There is a distance at which when you place the tip of the arrow over a point on the target, the arrow will hit that point. This is referred to as the point on distance. Each distance from the target has an associated gap between the point of the arrow and the point where it will impact. If you memorize the gaps based on the range, you can use the gap to accurately place arrows on the target.
Wow. It took a while to get to the hunting aspect of traditional bowhunting, didn’t it? There is a good reason for this. For every arrow you send towards an animal, there are thousands of arrows flung into targets in your backyard or on the range. Shooting a traditional bow is a year-round commitment and a very perishable skill. There is no off-season, and you owe it to the animals to become proficient in your shooting before heading afield.

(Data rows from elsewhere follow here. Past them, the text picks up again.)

PR #17895, opened 2026-08-10
[grid] Embed Kubernetes node in server jar without fabric8

VietND96:
## Motivation

Dynamic Grid on Kubernetes ships as a separate `--ext` extension jar (`selenium-node-kubernetes`) to keep the fabric8 client tree out of the lightweight server jar. That makes it hard to **early-test the feature against the nightly `selenium-server.jar`**, because no matching nightly extension artifact is published (and one cannot be added to the nightly release artifacts).

This change lets the K8s node be exercised from the nightly server jar directly, while still keeping fabric8 out of the jar.

## What this does

- Embeds the `selenium-node-kubernetes` **classes** (and their `@AutoService` `NodeSessionFactoryProvider` registration) into `selenium-server.jar`.
- Keeps the **fabric8** client libraries out of the jar by marking them compile-only (`neverlink`). fabric8 is supplied at runtime via `--ext`.
- When Kubernetes is enabled without fabric8 on `--ext`, the provider now throws a clear `ConfigException` pointing at `--ext` instead of an opaque `NoClassDefFoundError`. fabric8 is probed by name so the provider stays fabric8-free and `ServiceLoader`-instantiable when fabric8 is absent.

The `KubernetesSessionFactoryProvider` is lazy — `isEnabled()` only reads config and fabric8 is not touched until `loadFactories()` runs (i.e. only when `[kubernetes] configs` is set). So nodes that don't use Kubernetes start unaffected even without fabric8 on the classpath.

The existing `kubernetes` `java_export` (real fabric8, published maven artifact + docker `--ext` jar) is unchanged; only the server binary's `runtime_deps` gain the new compile-only-fabric8 variant. The published `selenium-grid` artifact is unchanged.

## How to test against a server jar

```
java -jar selenium-server-<version>.jar \
  --ext $(coursier fetch -p \
    io.fabric8:kubernetes-client:7.8.0 \
    io.fabric8:kubernetes-client-api:7.8.0 \
    io.fabric8:kubernetes-model-batch:7.8.0 \
    io.fabric8:kubernetes-model-core:7.8.0) \
  node -K selenium/standalone-chrome:latest '{"browserName":"chrome"}'
```

Only public Maven Central fabric8 is fetched — no separate Selenium extension artifact required.

## Jar package: before vs after

Comparing the official `selenium-server-4.46.0.jar` release asset with the `selenium_server_deploy.jar` built from this branch:

| | Last release — 4.46.0 | This PR — 4.47.0-SNAPSHOT |
|---|---|---|
| Jar size | 51 MB | 52 MB |
| k8s node classes (`grid/node/kubernetes/*`) | 0 — absent | 8 classes (+ package dir) |
| fabric8 classes (`io/fabric8/*`) | 0 — absent | **0 — absent** |
| `NodeSessionFactoryProvider` SPI registration | none | `…kubernetes.KubernetesSessionFactoryProvider` |

Net package delta: **+8 k8s class entries + 1 SPI registration, +0 fabric8** (≈ +1 MB).

## Verification

Inspected `selenium_server_deploy.jar`:

- ✅ All k8s classes present (`KubernetesSessionFactoryProvider`, `KubernetesOptions`, `KubernetesSession`, …)
- ✅ **0 fabric8 entries** in the jar (`neverlink` excluded them)
- ✅ `META-INF/services/…NodeSessionFactoryProvider` registered → `KubernetesSessionFactoryProvider`
- ✅ Provider instantiates via `ServiceLoader` with **no fabric8 on the classpath** (nodes boot fine when K8s is unused)
- ✅ Enabling Kubernetes with no fabric8 throws `ConfigException` (not `NoClassDefFoundError`), with an actionable `--ext` message — covered by a new mockless unit test (`KubernetesSessionFactoryProviderTest`)

### Test coverage for the embedded mode

`KubernetesEmbeddedWithoutFabric8Test` runs against `:kubernetes-embedded` with **no fabric8 on the runtime classpath** — the actual "embedded classes + external fabric8 via `--ext`" deployment mode (existing k8s tests run *with* fabric8). It asserts:

- fabric8 is genuinely off the runtime classpath (premise guard — fails if fabric8 ever leaks into that target's deps)
- the provider is `ServiceLoader`-discoverable and instantiable without fabric8 (guards against the provider touching fabric8 during discovery)
- `isEnabled` works without fabric8
- `loadFactories` fails with the actionable `ConfigException`, not a linkage error

## Notes

- **Packaging change**: this puts the k8s *classes* (not fabric8) into `selenium-server.jar` — a deliberate shift from the "fully external extension" model. No binding changes: all bindings consume the same server jar unchanged.

### DIFF
--- a/java/src/org/openqa/selenium/grid/node/kubernetes/KubernetesSession.java
+++ b/java/src/org/openqa/selenium/grid/node/kubernetes/KubernetesSession.java
@@ -17,6 +17,7 @@
 
 package org.openqa.selenium.grid.node.kubernetes;
 
+import io.fabric8.kubernetes.api.model.DeletionPropagation;
 import io.fabric8.kubernetes.client.KubernetesClient;
 import io.fabric8.kubernetes.client.KubernetesClientException;
 import io.fabric8.kubernetes.client.LocalPortForward;
@@ -98,7 +99,18 @@ public class KubernetesSession extends DefaultActiveSession {
 
   private void deleteJob() {
     try {
-      kubeClient.batch().v1().jobs().inNamespace(namespace).withName(jobName).delete();
+      // Background propagation: return as soon as the Job is marked for deletion and let K8s reap
+      // the Pod (and its containers) asynchronously. Stopping a session must not block the Node
+      // waiting on Pod teardown. Set explicitly so the cascade is documented rather than relying on
+      // the client default, matching the intent of the factory's own Job deletion.
+      kubeClient
+          .batch()
+          .v1()
+          .jobs()
+          .inNamespace(namespace)
+          .withName(jobName)
+          .withPropagationPolicy(DeletionPropagation.BACKGROUND)
+          .delete();
     } catch (KubernetesClientException e) {
       LOG.log(
           Level.WARNING,
--- a/java/test/org/openqa/selenium/grid/node/kubernetes/KubernetesSessionFactoryProviderTest.java
+++ b/java/test/org/openqa/selenium/grid/node/kubernetes/KubernetesSessionFactoryProviderTest.java
@@ -29,9 +29,12 @@ class KubernetesSessionFactoryProviderTest {
 
   @Test
   void requireFabric8PassesWhenClientIsOnClasspath() {
-    // The test classpath includes the fabric8 client, so the probe resolves.
+    // The test classpath includes the fabric8 client, so the probe resolves. Use the same
+    // classloader expression as the production call site in loadFactories().
     assertThatCode(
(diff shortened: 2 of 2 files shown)


VietND96:
@diemol, maybe you're confused. 1MB here is +8 k8s class entries of K8s Dynamic Grid + 1 SPI registration, which is included in jar now (instead of loading via --ext module `selenium-node-kubernetes` downloaded from maven central using `coursier`).
However, the K8s client library is still excluded from the server JAR, users need to load it via --ext. We will not package this, as the server JAR size will double.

When it comes to hunting with a traditional bow, you will have to get close to the animals. Especially when starting, you will have an effective range of fewer than 20 yards. While you can hunt from a tree stand or a ground blind, the more exciting way to bow hunt with a traditional bow is to either still hunt or spot and stalk. This means you are going to have to get good at sneaking up on animals.
The one-piece of hunting advice I can give a beginner who is starting their journey into traditional bowhunting is to slow everything down and stay present in the moment. You could not rush your journey to get into the bush with a traditional bow, so do not rush the hunt. It will take a lot of skill to close the distance between you and your prey, but above all else, it will take patience and be very humble.
Traditional bowhunting shouldn’t be easy. If it were, none of us who carry a struggle stick into the woods would do it, but being a frustrating and challenging pursuit does not in any way diminish the enjoyment. The worst day flinging arrows in my back yard or at stumps out in the bush is still a fantastic day, and I would not trade shooting my bow for anything.